WHAT YOU WILL DO –
The answer must consist of every line below that contains the word "processes".

RECORDS FOR THE TASK –
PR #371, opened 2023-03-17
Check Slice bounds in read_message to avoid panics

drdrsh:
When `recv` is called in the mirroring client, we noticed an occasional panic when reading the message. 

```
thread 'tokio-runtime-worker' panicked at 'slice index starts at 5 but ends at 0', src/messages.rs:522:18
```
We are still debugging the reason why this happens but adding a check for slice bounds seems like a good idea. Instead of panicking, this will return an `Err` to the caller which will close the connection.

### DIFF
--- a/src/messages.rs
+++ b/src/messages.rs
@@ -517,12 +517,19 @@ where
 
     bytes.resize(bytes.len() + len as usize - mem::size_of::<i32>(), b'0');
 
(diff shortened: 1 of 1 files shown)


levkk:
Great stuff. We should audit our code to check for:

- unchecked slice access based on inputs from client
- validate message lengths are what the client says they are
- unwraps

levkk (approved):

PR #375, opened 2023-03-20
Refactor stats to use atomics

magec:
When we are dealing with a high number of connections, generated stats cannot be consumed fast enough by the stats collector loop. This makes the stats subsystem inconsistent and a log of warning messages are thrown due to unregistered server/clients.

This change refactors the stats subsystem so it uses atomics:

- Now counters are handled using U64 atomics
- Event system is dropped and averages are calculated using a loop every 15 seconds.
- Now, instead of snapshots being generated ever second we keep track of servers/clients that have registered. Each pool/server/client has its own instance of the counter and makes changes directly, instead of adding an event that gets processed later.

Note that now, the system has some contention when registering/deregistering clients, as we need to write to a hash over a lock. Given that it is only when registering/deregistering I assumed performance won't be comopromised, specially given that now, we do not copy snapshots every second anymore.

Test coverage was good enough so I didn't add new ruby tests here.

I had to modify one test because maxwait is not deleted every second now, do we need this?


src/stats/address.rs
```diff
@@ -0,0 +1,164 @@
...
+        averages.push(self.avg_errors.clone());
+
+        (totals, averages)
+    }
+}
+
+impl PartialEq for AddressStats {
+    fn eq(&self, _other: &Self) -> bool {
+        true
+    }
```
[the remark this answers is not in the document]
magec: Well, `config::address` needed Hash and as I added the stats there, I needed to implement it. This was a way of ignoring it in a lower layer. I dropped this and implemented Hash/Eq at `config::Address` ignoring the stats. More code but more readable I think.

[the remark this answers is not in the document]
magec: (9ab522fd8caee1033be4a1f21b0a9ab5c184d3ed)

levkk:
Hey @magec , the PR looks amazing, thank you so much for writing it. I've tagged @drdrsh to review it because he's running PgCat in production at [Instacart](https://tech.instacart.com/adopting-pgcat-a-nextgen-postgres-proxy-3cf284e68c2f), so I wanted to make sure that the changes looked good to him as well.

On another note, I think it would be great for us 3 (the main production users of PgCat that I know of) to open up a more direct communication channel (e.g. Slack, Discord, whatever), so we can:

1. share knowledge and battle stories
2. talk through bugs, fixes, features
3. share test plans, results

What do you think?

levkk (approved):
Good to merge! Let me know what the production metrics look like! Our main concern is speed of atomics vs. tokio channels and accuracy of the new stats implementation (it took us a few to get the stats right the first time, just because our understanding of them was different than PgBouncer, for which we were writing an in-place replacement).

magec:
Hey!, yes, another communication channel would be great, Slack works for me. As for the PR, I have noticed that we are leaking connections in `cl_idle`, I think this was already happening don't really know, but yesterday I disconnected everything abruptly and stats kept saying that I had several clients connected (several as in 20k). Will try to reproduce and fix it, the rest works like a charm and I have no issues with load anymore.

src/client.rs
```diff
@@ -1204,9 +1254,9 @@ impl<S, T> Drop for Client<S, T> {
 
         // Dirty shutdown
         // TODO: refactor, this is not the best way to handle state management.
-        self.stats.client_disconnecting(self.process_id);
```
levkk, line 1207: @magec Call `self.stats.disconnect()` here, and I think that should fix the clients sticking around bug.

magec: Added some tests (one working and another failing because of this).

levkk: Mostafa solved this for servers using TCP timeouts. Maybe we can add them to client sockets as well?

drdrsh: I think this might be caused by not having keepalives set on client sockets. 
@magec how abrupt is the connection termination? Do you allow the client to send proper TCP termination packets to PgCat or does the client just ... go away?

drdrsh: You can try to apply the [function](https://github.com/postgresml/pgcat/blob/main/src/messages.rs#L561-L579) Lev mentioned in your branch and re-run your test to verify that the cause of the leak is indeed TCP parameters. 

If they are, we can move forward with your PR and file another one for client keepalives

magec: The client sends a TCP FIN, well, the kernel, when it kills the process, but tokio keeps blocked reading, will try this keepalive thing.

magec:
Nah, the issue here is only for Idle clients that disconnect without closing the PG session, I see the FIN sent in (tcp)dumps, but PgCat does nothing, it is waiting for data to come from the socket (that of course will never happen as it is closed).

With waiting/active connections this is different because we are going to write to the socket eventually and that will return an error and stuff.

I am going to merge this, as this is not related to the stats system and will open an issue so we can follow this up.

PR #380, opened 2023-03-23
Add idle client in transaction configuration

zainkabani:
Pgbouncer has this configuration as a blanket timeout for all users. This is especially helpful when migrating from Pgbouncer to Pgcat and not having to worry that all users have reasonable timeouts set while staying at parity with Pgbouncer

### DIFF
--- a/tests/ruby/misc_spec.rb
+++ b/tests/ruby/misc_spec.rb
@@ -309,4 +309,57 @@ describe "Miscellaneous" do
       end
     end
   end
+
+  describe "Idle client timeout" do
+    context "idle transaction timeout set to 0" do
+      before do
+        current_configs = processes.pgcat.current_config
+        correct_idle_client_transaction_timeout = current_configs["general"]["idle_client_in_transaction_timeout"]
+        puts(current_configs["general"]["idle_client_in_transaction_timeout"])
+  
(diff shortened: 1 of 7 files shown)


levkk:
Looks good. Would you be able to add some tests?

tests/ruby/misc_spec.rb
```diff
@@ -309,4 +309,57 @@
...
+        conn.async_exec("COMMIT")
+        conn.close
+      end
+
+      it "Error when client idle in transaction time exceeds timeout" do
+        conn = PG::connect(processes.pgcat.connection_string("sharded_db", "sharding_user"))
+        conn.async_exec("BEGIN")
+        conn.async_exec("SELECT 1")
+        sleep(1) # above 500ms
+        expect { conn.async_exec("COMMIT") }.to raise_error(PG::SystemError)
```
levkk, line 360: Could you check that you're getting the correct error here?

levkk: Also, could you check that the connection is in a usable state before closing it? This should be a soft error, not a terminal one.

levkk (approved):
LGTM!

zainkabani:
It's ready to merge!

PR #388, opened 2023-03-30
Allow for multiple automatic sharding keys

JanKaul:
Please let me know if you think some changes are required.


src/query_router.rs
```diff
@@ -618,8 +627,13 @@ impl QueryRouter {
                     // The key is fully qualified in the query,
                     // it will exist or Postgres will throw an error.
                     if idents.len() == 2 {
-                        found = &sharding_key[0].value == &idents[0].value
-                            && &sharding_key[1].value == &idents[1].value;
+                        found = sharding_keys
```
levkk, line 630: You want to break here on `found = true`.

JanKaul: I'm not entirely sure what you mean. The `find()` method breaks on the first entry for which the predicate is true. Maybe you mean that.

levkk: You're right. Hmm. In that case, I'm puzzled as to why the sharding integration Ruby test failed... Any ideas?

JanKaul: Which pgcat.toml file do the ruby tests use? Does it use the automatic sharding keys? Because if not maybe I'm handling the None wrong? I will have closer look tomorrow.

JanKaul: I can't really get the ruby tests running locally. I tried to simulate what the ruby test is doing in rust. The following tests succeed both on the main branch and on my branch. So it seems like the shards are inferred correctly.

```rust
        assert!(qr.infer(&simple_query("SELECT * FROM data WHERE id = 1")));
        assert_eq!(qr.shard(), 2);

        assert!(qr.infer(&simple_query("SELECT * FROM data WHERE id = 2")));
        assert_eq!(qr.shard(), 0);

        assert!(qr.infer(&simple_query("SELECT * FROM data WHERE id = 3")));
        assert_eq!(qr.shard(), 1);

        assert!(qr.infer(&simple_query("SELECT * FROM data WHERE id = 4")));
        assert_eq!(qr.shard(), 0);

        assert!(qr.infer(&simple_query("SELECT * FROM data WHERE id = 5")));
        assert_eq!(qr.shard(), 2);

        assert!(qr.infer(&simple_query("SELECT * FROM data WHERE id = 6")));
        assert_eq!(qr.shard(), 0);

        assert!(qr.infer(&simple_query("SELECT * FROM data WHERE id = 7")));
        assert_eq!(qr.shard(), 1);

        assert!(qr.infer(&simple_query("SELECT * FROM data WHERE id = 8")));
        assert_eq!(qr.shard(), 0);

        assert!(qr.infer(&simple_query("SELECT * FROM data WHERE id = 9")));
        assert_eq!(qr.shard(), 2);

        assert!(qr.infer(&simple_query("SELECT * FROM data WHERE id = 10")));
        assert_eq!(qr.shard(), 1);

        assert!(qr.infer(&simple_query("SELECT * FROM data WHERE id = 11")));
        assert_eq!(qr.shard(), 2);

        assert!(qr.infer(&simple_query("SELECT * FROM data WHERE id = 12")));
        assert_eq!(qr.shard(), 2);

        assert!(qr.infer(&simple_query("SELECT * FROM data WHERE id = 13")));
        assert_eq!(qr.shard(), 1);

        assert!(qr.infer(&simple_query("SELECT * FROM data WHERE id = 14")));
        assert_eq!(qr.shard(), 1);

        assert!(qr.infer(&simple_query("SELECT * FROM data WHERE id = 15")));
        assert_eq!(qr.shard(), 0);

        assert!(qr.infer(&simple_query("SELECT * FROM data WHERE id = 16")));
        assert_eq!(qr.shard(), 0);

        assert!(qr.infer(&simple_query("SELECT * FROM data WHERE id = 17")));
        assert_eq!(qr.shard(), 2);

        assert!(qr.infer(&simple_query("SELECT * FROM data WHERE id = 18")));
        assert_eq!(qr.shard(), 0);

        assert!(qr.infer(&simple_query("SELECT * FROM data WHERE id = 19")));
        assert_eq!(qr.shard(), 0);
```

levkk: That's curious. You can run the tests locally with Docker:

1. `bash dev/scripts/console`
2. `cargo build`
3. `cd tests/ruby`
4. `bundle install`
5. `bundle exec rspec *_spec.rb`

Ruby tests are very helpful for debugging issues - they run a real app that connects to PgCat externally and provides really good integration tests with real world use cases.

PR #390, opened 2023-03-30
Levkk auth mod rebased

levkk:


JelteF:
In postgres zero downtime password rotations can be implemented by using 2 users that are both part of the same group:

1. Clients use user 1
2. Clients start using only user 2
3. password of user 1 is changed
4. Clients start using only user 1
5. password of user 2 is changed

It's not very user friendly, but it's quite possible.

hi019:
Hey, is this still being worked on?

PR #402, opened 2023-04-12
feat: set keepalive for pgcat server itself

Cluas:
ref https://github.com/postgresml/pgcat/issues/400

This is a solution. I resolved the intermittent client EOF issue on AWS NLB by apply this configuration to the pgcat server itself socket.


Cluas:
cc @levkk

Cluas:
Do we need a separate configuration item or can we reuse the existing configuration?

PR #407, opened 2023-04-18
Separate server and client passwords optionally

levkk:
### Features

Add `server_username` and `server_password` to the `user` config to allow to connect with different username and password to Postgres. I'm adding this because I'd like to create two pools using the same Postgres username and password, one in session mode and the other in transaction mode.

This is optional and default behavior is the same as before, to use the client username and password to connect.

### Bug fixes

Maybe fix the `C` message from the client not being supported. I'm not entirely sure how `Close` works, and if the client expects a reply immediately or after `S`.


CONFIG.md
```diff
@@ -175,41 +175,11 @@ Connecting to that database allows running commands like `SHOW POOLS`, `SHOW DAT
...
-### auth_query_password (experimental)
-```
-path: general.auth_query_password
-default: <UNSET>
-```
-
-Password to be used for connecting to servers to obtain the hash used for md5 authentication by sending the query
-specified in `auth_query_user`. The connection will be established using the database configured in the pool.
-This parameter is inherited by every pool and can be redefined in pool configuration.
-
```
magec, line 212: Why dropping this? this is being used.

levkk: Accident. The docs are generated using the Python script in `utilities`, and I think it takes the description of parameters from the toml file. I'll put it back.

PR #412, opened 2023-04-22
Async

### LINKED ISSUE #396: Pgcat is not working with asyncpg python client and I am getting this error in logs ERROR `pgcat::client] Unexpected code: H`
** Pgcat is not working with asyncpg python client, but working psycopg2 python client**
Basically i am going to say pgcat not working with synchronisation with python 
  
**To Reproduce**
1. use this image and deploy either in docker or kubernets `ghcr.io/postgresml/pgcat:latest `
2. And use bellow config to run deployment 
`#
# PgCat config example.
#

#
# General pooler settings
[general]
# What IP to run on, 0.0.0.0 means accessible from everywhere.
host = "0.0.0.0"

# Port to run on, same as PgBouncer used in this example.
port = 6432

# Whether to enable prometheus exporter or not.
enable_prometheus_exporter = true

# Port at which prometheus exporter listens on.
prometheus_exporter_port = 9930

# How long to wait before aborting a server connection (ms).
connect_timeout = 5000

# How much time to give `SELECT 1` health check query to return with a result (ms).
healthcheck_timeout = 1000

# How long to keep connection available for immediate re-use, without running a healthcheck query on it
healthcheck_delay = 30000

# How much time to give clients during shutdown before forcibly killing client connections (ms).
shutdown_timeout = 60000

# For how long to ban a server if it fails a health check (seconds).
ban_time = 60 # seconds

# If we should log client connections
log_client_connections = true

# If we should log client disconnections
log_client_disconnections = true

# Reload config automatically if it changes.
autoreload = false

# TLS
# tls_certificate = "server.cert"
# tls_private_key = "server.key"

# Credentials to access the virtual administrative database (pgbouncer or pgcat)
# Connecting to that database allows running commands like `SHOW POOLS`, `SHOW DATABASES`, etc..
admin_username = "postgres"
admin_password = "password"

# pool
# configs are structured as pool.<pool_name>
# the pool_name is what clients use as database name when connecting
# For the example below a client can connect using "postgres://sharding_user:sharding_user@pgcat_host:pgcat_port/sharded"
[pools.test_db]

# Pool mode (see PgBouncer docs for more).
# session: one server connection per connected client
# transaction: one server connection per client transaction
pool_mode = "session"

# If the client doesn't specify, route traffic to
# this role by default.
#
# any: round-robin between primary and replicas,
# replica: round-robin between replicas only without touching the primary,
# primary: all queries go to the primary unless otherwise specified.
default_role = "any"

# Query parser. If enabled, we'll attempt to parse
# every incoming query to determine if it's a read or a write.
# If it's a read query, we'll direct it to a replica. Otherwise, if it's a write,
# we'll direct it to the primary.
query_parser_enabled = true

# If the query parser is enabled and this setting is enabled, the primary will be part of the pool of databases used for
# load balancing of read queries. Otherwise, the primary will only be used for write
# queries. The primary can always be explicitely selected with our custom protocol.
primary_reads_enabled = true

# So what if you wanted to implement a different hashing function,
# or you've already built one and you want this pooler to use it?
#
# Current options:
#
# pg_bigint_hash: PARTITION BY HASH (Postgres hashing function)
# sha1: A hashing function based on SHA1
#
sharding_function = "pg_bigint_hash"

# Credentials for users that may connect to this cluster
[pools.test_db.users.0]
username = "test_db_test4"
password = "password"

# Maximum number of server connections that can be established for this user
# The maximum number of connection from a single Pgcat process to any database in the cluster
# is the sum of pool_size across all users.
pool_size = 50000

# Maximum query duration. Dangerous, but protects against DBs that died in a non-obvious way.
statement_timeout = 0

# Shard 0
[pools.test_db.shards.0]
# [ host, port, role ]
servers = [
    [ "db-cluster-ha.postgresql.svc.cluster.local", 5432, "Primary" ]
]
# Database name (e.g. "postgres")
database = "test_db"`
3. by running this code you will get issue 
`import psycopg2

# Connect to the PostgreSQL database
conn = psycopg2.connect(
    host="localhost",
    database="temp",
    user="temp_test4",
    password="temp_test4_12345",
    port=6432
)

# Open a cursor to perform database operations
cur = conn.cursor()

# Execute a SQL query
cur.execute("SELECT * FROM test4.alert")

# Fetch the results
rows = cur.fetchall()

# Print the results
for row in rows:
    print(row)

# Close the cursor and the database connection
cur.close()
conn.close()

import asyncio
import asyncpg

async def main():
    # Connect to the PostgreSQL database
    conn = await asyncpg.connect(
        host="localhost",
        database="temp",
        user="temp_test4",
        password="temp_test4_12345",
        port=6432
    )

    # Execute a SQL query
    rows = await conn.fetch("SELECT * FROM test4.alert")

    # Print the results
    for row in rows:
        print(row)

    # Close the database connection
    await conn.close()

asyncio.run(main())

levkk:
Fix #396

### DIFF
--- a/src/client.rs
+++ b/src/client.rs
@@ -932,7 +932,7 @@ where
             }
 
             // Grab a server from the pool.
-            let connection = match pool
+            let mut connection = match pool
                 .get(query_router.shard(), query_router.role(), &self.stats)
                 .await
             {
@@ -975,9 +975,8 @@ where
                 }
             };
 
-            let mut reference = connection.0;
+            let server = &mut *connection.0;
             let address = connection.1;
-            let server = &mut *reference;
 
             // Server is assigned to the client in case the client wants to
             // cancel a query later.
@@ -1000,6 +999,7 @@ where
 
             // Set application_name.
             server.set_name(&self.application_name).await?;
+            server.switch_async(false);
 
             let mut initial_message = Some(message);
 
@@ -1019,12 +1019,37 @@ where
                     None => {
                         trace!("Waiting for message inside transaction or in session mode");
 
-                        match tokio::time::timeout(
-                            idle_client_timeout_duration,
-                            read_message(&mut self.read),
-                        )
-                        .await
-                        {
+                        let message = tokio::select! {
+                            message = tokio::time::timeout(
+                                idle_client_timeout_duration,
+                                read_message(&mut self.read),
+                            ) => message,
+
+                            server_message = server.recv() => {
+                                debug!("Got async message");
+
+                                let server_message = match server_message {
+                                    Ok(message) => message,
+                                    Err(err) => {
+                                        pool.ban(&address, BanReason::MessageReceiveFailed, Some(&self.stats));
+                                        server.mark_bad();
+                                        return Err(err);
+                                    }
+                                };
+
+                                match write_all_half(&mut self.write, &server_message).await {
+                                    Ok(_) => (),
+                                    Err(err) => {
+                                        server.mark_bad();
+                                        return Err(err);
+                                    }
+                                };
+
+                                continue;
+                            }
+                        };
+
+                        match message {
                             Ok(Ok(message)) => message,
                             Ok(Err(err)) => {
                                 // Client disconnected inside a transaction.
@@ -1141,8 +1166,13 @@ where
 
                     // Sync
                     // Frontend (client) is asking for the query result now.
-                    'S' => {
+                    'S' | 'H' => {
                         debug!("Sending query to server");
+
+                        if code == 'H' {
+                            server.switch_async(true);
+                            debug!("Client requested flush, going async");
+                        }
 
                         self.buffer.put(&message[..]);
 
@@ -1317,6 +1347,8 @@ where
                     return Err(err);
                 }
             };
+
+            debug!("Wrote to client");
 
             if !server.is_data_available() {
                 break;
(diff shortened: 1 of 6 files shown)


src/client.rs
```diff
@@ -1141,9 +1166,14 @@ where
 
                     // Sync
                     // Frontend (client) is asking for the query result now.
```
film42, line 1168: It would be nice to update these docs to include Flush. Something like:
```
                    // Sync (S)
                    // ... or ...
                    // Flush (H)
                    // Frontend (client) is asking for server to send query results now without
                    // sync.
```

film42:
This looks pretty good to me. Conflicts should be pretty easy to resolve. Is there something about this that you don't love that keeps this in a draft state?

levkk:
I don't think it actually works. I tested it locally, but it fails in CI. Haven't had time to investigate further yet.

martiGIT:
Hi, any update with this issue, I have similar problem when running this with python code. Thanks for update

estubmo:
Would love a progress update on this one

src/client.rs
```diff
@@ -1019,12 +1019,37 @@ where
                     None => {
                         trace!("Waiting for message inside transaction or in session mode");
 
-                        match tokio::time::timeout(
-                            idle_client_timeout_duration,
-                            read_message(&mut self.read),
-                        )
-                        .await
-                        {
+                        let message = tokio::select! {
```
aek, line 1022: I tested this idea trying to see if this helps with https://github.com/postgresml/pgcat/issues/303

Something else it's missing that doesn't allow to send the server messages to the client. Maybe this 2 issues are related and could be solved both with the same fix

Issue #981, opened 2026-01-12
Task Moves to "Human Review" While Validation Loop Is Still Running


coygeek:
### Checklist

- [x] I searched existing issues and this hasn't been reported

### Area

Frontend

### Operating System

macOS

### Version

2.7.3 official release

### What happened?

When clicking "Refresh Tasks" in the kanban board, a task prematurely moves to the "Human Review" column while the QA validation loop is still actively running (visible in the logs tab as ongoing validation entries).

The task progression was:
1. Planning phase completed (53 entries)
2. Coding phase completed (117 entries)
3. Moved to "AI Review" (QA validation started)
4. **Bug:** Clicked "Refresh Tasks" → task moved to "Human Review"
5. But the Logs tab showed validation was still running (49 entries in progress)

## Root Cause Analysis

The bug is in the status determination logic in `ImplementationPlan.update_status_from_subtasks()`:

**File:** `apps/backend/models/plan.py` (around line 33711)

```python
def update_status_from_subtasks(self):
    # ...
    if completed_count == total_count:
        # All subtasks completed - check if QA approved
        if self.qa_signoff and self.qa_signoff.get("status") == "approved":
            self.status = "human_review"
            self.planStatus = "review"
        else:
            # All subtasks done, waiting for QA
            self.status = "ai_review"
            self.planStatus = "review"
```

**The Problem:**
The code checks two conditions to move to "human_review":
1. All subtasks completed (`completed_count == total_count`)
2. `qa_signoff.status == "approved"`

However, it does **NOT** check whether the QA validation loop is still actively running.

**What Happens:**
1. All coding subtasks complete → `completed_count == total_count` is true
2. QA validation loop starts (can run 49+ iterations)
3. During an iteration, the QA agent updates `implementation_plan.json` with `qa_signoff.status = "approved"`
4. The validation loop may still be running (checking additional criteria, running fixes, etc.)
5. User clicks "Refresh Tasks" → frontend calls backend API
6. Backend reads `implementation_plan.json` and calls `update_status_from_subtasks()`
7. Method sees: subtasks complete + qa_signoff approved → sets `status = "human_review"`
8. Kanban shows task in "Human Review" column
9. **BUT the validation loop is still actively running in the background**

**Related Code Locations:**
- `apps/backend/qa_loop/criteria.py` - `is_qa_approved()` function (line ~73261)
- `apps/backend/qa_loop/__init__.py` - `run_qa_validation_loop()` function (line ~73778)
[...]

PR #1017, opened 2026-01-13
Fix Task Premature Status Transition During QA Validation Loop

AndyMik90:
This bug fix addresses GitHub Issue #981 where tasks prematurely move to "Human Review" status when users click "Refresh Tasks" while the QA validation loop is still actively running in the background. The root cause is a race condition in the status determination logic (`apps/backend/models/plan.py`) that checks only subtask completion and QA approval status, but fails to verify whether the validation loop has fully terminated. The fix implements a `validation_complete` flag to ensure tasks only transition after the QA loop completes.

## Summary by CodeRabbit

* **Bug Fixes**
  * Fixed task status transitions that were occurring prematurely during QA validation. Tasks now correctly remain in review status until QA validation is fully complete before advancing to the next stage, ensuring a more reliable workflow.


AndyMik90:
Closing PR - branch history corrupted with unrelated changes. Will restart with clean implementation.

SOLUTION –
+        current_configs = processes.pgcat.current_config
+        conn = PG::connect(processes.pgcat.connection_string("sharded_db", "sharding_user"))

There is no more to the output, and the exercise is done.